Project description:Background:Fibrin glue effectively controls air leakage in lung surgery; however, allogenic fibrin glue cannot eliminate the risks of infection and allergy despite current sterilization methods. Autologous fibrin glue (AFG) could be a good alternative, but is not commonly used worldwide because of its limited availability and lack of evidence. Herein, we report clinical outcomes of AFG in thoracic surgery. Methods:We retrospectively analyzed patients who underwent lobectomies or segmentectomies between November 2016 and September 2017 in our institution. We used two types of AFGs. One was a partially-autologous fibrin glue (PAFG), the components of which are largely autologous but which contains allogenic thrombin. The other was a completely-autologous fibrin glue (CAFG) which has no allogenic components. PAFG was used in the first half of the study period, after which CAFG was used from March 2017 onward. Patients who did not undergo AFG generation were categorized as the non-AFG group. The perioperative outcomes of the three groups were evaluated. Results:A total of 207 patients underwent lung surgery, including 118 lobectomies and 89 segmentectomies.
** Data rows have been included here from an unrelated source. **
PR #158, opened 2026-04-30
Add Cursor support to lore install (0.9.0/11)

Iron-Ham:
## Summary

- Add `lore install --client cursor` — writes `<projectDir>/.cursor/mcp.json` by default; `--cursor-global` opts into `~/.cursor/mcp.json`.
- Rename `--client both` → `--client all` and extend to three hosts. `both` is accepted as a deprecated alias for one minor version with a stderr warning.
- Under `--client all`, each installer runs independently — failure of one does not abort the others; errors are aggregated and surfaced with a per-client failure summary (including stack traces when available); exit code is non-zero when any branch threw.

The Cursor MCP entry shape is identical to Claude Code's `.mcp.json` (`command` / `args` / `cwd` / `env`); the installer reuses `LORE_MCP_ENV_VARS` so values resolve at runtime via the same `${VAR}` placeholders. Cursor's MCP runtime does not currently support session-end / Stop hooks, so the Cursor installer writes only the MCP entry and prints a one-line notice — the Stop-triggered autosave and the detached auto-digest spawn run only under Claude Code or Codex.

Closes part of the 0.9.0 engram-borrow workstream D (multi-agent reach). Independent of every other 0.9.0 issue; touches `src/cli/commands/install.ts` and its test file plus docs. Version bump delegated to #13.

## Code structure

- `buildCursorMcpEntry`, `resolveCursorMcpPath` — pure helpers, parallel to `buildClaudeMcpEntry` / `buildCodexMcpSection`.
- `runCursorInstall(context, rl, cursorMcpPath, global)` — takes the resolved target path explicitly; the caller in `runInstall` does path resolution once via `resolveCursorMcpPath`. This keeps the Cursor installer testable against any tmp path without `homedir()` mocking.
- `dispatchInstall(context, rl, opts, runners)` — extracted orchestration. Pure-ish: takes a pre-built context + injectable runners, returns aggregated errors. `runInstall` wraps it with the readline lifecycle, prerequisite printing, and `process.exit(1)` on aggregated failure.
- `InstallRunners` interface + `defaultInstallRunners` — DI seam used by the orchestration tests; production code does not pass overrides.

## Test plan

Automated:

- [x] `npm run lint` clean
- [x] `npm run test` green (1948 tests; install suite 28 → 51)
- [x] Pure helpers covered: `parseInstallClient` (four values + `both` deprecation alias), `isDeprecatedInstallClient`, `buildCursorMcpEntry` (shape, idempotency, drift), `resolveCursorMcpPath` (project + global)
- [x] `runCursorInstall` integration tests against tmpdir: fresh install, idempotent re-run, unrelated-server preservation, drift detection + overwrite, hook-not-supported notice present after fresh install AND absent on idempotent re-run, `--cursor-global` semantics with explicit fake-home path
- [x] `dispatchInstall` orchestration tests with mocked runners: all three invoked under `--client all` happy path, single Codex failure does not abort Claude/Cursor, multi-failure aggregation, single-client throws fast without aggregation, `--cursor-global` flag forwarded through to the cursor runner

Manual smoke tests against `mktemp -d` project dirs:

- [x] `lore install --client cursor --project <dir> --yes` writes a valid `.cursor/mcp.json` (lore entry under `mcpServers.lore`, portable `${HOME}` paths)
- [x] Re-running yields byte-identical output (MD5 verified) and prints "Everything is already installed." without re-emitting the hook-not-supported notice
- [x] Pre-existing `mcpServers.github` entry preserved alongside the new `mcpServers.lore`
- [x] `lore install --client all --project <dir> --yes` writes `.mcp.json`, `.codex/config.toml`, `.codex/hooks.json`, and `.cursor/mcp.json` (all three branches run)
- [x] `lore install --client both --project <dir> --yes` prints the deprecation warning to stderr and proceeds as `all`
- [x] `lore install --help` shows the new `--client cursor` value and `--cursor-global` flag

External (NOT a CI assertion — Cursor is an external app):

- [ ] Cursor picks up the new MCP entry on next launch (manual verification)

## Review response

Addressed feedback from independent code review: aligned the idempotent-path message with Claude/Codex ("Everything is already installed."), dropped the hook-not-supported notice from the idempotent branch (was log-spam on every re-run), removed the test-only `targetPath` parameter from the production signature in favor of a required `cursorMcpPath`, removed the duplicate Codex preflight inside the captured `--client all` branch, and added stack traces to the aggregated-failure summary for debuggability. Extracted the orchestration into `dispatchInstall` so tests can verify the captured-error / aggregation contract without depending on the real `dist/mcp.js` artifacts.


Iron-Ham (commented):
**Verdict: Approve with minor follow-ups.** The Cursor branch lands cleanly, mirrors the Claude pattern at the helper level, and (unusually for a feature add of this size) actually *improves* testability via the `dispatchInstall` / `InstallRunners` extraction. The serious concerns below are about a hidden behavior change in `parseInstallClient`, the merge collision with #157, and one missed scope check on `--cursor-global`. None are blockers.

---

### Blockers

None.

---

### Should fix (Should Fix)

**1. `parseInstallClient("")` silently returns `"all"` — behavior changed without callout**
`src/cli/commands/install.ts:1086` (was `parseInstallClient`, post-diff)
```ts
export function parseInstallClient(value: string | undefined): InstallClient | null {
  if (!value) return "all"
  ...
```
The pre-diff version had `if (!value) return \"both\"` — which fires for `undefined`. The new version uses `!value` which *also* fires for `\"\"` — and the test on `install.test.ts:170` pins this behavior:
```ts
expect(parseInstallClient(\"\")).toBe(\"all\")
```
Commander typically passes `undefined` for an unset string option, but if a caller ever passes `--client \"\"` (or another consumer of the exported function passes the empty string), this now silently dispatches all three installers instead of returning `null` (which would have routed to the \"unrecognized\" error path). The test pin makes this an intentional widening, but it's worth flagging — the test comment doesn't explain *why* empty maps to `all` rather than `null`. Two options: (a) tighten to `if (value === undefined) return \"all\"`, or (b) add a comment in `parseInstallClient` documenting why empty string is treated as default. (a) is the safer call; nothing in the spec asks for empty-string-means-default semantics.

**2. `--cursor-global` is silently ignored under `--client claude` and `--client codex` — but the warning message wording is misleading**
`src/cli/commands/install.ts` (action handler):
```ts
if (opts.cursorGlobal && client !== \"cursor\" && client !== \"all\") {
  console.warn(
    `Warning: --cursor-global only affects the Cursor installer; ignored for --client ${client}.`,
  )
}
```
This is correct *behavior*, but the message reads as if the operator did something stupid — they didn't, they may have just been scripting `lore install --client claude --cursor-global` in advance of an `--client all` rollout. Consider softening to `--cursor-global has no effect under --client ${client} (Cursor not selected); ignored.` More importantly, this is the only flag-scope check in the new code — there's no equivalent under `--client all` where the flag *does* apply silently to one of three branches. That's fine, but the AGENTS.md update should probably document: \"under `--client all`, `--cursor-global` applies to the Cursor branch only; it does not affect Claude or Codex paths.\" Right now AGENTS.md only describes the `--client cursor` semantics.

**3. Help-text precedence between `--project` and `--cursor-global` is undocumented**
`src/cli/commands/install.ts` (option declaration):
```
--cursor-global   Cursor only: write to ~/.cursor/mcp.json instead of <projectDir>/.cursor/mcp.json
```
The help is concise but doesn't say what happens with `--project /some/other/dir --cursor-global` together. Reading `dispatchInstall` (`src/cli/commands/install.ts`, the new function):
```ts
const cursorMcpPath = resolveCursorMcpPath(context.projectDir, !!opts.cursorGlobal)
```
…`--cursor-global` always wins — `--project` is ignored for the Cursor branch when global is set. That's the right call, but it should be stated in the help text or at least in the AGENTS.md rules. Otherwise an operator running `lore install --client cursor --project ./other --cursor-global` may reasonably expect the cursor entry to land under `./other/.cursor/mcp.json` and discover otherwise on the next session.

**4. Merge-conflict risk with PR #157 is severe — list of overlapping zones below**
Both PRs restructure the same `installCommand.action(...)` handler from a one-line arrow into a multi-line variant with an expanded opts object. Hard collisions at:

- `src/cli/commands/install.ts` lines around `installCommand` definition (the `.option()` chain): both PRs add a new `.option()` between `--project` and `-y, --yes`. **Hard conflict.**
- `src/cli/commands/install.ts` action handler body: both restructure the arrow function and add new branches before `parseInstallClient`. **Hard conflict.**
- `src/cli/commands/install.ts` action handler error string: PR #157 keeps `\"--client must be one of claude or codex.\"`; PR #158 changes it to `\"--client must be one of claude, codex, cursor, or all.\"`. **Soft conflict** — late merger keeps #158's wording.
- `parseInstallClient` body: PR #158 rewrites to accept `claude|codex|cursor|all` plus deprecated `both`; PR #157 doesn't touch it. **No conflict — #157 stays compatible** *if* PR #158 lands first.
- `src/cli/commands/install.test.ts`: both PRs add new `describe` blocks at the bottom of the file. **Soft conflict** — both blocks land independently, late merger does a one-line context merge.
- `src/cli/AGENTS.md` install table row + the `### The install Command` section: both PRs edit the same lines. **Hard conflict.**
- `README.md` install section: both PRs edit the same lines. **Hard conflict.**
- `buildClaudeMcpEntry` / `buildCodexMcpSection` exports: PR #157 exports them (line 35 / line 52 of `install.ts`); PR #158 doesn't touch them. **No conflict** — #158 doesn't need them exported, but #157 does. Late merger keeps the export.

**Recommendation:** Land #158 first (it's the bigger structural change with the orchestration extraction), then rebase #157 on top. The reverse order forces #158 to do all the rebase work *and* re-extract `dispatchInstall` while resolving `--print-config`'s passthrough behavior — significantly more risk.

---

### Nits (Nice to have)

**5. The hook-not-supported notice is logged via four separate `console.log` calls**
`src/cli/commands/install.ts` (`runCursorInstall`, post-success branch):
```ts
console.log(\"  Cursor does not currently support Stop hooks. The Stop-triggered\")
console.log(\"  autosave and the detached auto-digest spawn will not run when lore\")
console.log(\"  is invoked from Cursor. Lore tools work the same; only the background\")
console.log(\"  session-close persistence differs.\")
```
A single template literal would be tidier and would avoid the awkward sentence wrapping where \"Cursor\" lands at the end of one line and \"is invoked from\" continues on the next. Cosmetic — the terminal output still renders fine.

**6. `cursorMcpDisplay = cursorMcpPath.replace(homedir(), \"~\")` is slightly buggy on edge cases**
`src/cli/commands/install.ts` in `runCursorInstall`:
```ts
const cursorMcpDisplay = cursorMcpPath.replace(homedir(), \"~\")
```
If a project happens to be at a path that contains homedir as a substring (e.g., `/Users/foo/work/Users/foo/legacy`), `String.replace` only replaces the first occurrence, but it might be the wrong one. The standard fix is to anchor: `cursorMcpPath.startsWith(homedir() + \"/\") ? \"~\" + cursorMcpPath.slice(homedir().length) : cursorMcpPath`. The same pattern exists in `runCodexInstall` (`codexConfigPath.replace(homedir(), \"~\")`) so this isn't *new* drift; could be fixed in a follow-up PR that touches both.

**7. `dispatchInstall` parameters: `runners` is the fourth arg with a default; `opts` is the third without one**
The param order `(context, rl, opts, runners)` is fine, but `opts` is a tight coupling to the public `runInstall` shape — exposing `dispatchInstall` for tests means tests must construct the same `{ client, cursorGlobal? }` shape. Consider a tighter test-facing type, or accept an internal `DispatchOpts` that's a subset. Minor — the current shape works.

**8. Naming: `runCursorInstall(context, rl, cursorMcpPath, global)` — `global` is a builtin-shadowing parameter name**
The fourth arg shadows `globalThis.global` (still present in Node). Not a bug — it's a function-local name — but `useGlobalScope` or `cursorScopeGlobal` would be clearer at the call site. Function-named, consistent with the spec's framing.

**9. The deprecated-`both` warning fires even with `--yes` and writes to stderr**
That's correct (intentional per AGENTS.md), but worth noting: a CI script that does `lore install --client both --yes` and pipes stdout into a deploy log will see clean output, and the warning will show up on stderr. Operators running in environments that capture both streams jointly may complain. Not a problem for 0.9.0 — just be aware that the deprecation warning is more visible than its prior install-log siblings.

**10. Test file has `vi.spyOn(console, \"log\")` shared across `runCursorInstall (integration)` and `dispatchInstall (--client all orchestration)` blocks**
The comment on `install.test.ts` (the `dispatchInstall` block opening) acknowledges this:
```
// Note: `console.log` is already spied at the top of the
// `runCursorInstall (integration)` block above, so we reuse that swap
```
This works because vitest runs `describe` blocks in declaration order within a file, but it's fragile — if a future test reorders the blocks, the second block's assertions silently break. Move the spy to a top-level `beforeAll` if you want this to survive refactoring; otherwise pin the order with a comment-as-test (`it.todo(\"dispatchInstall block must run after runCursorInstall block\")` is overkill, but worth a thought).

---

### What's good

- **The `dispatchInstall` extraction is the right call.** Pulling orchestration out of `runInstall` and behind an `InstallRunners` injection point gives you tests that exercise `--client all` failure-isolation without needing `dist/mcp.js` on disk. That's a real maintainability win.
- **Idempotency is genuinely tested.** The tmpdir-backed integration tests in `install.test.ts` (the `runCursorInstall (integration)` block) cover fresh install / re-install / preserve-other-servers / drift-overwrite. This is more rigorous than what the existing Claude/Codex installers ship with.
- **The hook-not-supported notice is gated to the *write* branch**, not the idempotent re-run path. The test (`install.test.ts`, the \"does NOT print the hook-not-supported notice on the idempotent already-installed path\" case) pins this. Good observability hygiene.
- **`buildCursorMcpEntry` reuses `LORE_MCP_ENV_VARS`** instead of inventing new env names — exactly what the spec called out as the wrong path in the earlier draft.
- **`resolveCursorMcpPath` is pure**, takes `projectDir` + `global: boolean`, returns the resolved path. Easy to test, no `os.homedir()` mocking needed for project-scoped tests, exact-path injection for global tests.
- **The deprecation cycle for `\"both\"` is conservative** — one minor version with a stderr warning, not an immediate break. Operators with scripted CI continue working.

Among them, 83 patients received PAFG, 94 received CAFG, and 30 received non-AFG. The mean postoperative drainage period was within a few days in each group (PAFG vs. CAFG vs. non-AFG: 3.23±3.91 vs. 3.16±4.04 vs. 3.17±4.16 days, respectively; P=0.405), and the incidence of postoperative prolonged air leakage was within an acceptable range (PAFG vs. CAFG vs. non-AFG: 13.3% vs. 12.8% vs. 16.7%, respectively; P=0.821). Conclusions:The use of AFG is clinically feasible for patients who undergo lobectomies or segmentectomies. AFGs could be a viable alternative to conventional allogenic fibrin glues.